At 8:36 PM, Anonymous Anonymous said...

This is why I say, seriously, we need to bring back some version of the WPA. There is such a need for updated infrastructure in this country. Yes, the old WPA had problems. But it's got to be better than throwing money at the banksters.

 
At 3:43 AM, Blogger Stephen Kriz said...

Someone needs to confront the Republican leadership with these questions: "Since you are unwilling to govern responsibly, what are you doing to prepare for the societal collapse that is inevitably going to result? Are you willing to re-purpose federal and state buildings to house large numbers of homeless and unemployed individuals? How about roto-tilling up public lands to plant community gardens to feed large numbers of starving people? If you aren't willing to govern responsibly, can't you at least responsibly prepare for the social collapse your policies are going to cause?"

 
At 4:14 AM, Anonymous Job Search Freak said...

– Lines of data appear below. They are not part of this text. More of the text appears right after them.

PR #2891, opened 2023-05-01
add task layout_stars

P-Nazar:
https://P-Nazar.github.io/layout_stars/
https://P-Nazar.github.io/layout_stars/report/html_report/

### DIFF
--- a/src/index.html
+++ b/src/index.html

One cannot expect immediate or fast solutions to the economic situation we are in, it will take time for transition and will be a difficult phase.

 
At 3:44 PM, Blogger KenInNY said...

JSF, my feelings aren't hurt that you didn't bother to read what I wrote. I think it's too bad, though, that you didn't bother to read what Paul Krugman wrote.

I certainly didn't mean to suggest that all the problems of the economy can be solved with a magic wand -- hey, we had humongous problems before the economic meltdown. But as Krugman explains (though I'm paraphrasing here), people who say there are no immediate or fast solutions don't know what they're talking about -- or else they do and just don't want to be saddled with the responsibility for doing it.